(SOURCE DATA begins)
PR #413, opened 2022-01-12
Additional log data for Submit

mrLSD:
Add in logging which will help transaction debugging for gas costs

### DIFF
--- a/engine/src/engine.rs
+++ b/engine/src/engine.rs
@@ -215,6 +215,7 @@ pub enum DeployErc20Error {
     Engine(EngineError),
     Register(RegisterTokenError),
 }
+
 impl AsRef<[u8]> for DeployErc20Error {
     fn as_ref(&self) -> &[u8] {
         match self {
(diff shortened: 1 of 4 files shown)


engine/src/engine.rs
```diff
@@ -860,7 +861,12 @@ pub fn submit<I: IO + Copy, E: Env, P: PromiseHandler>(
         .address
         .ok_or(EngineErrorKind::InvalidSignature)?;
 
-    sdk::log!(crate::prelude::format!("signer_address {:?}", sender).as_str());
+    sdk::log!(crate::prelude::format!(
+        "tx_hash: 0x{}",
+        hex::encode(aurora_engine_sdk::keccak(transaction_bytes))
```
birchmd, line 866: I don't think this is a good change. We can see by the minor bump in the regression tests that the cost is non-zero and I don't think any value is added by logging this. This hashing could be done by looking at the data in the NEAR transaction directly in whatever offline analysis we are doing, no need to do it in the engine.

birchmd (changes requested):

engine/src/engine.rs
mrLSD: @joshuajbouw

joshuajbouw: Yeah, good point. Lets close this for now.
(SOURCE DATA ends)
→ TO DO: Reproduce, please, the lines of the material from its first line down to the line containing "impl AsRef<[u8]> for", keeping both ends and nothing beyond them.

→ ANSWER TO THIS EXERCISE:
PR #413, opened 2022-01-12
Additional log data for Submit

mrLSD:
Add in logging which will help transaction debugging for gas costs

### DIFF
--- a/engine/src/engine.rs
+++ b/engine/src/engine.rs
@@ -215,6 +215,7 @@ pub enum DeployErc20Error {
     Engine(EngineError),
     Register(RegisterTokenError),
 }
+
 impl AsRef<[u8]> for DeployErc20Error {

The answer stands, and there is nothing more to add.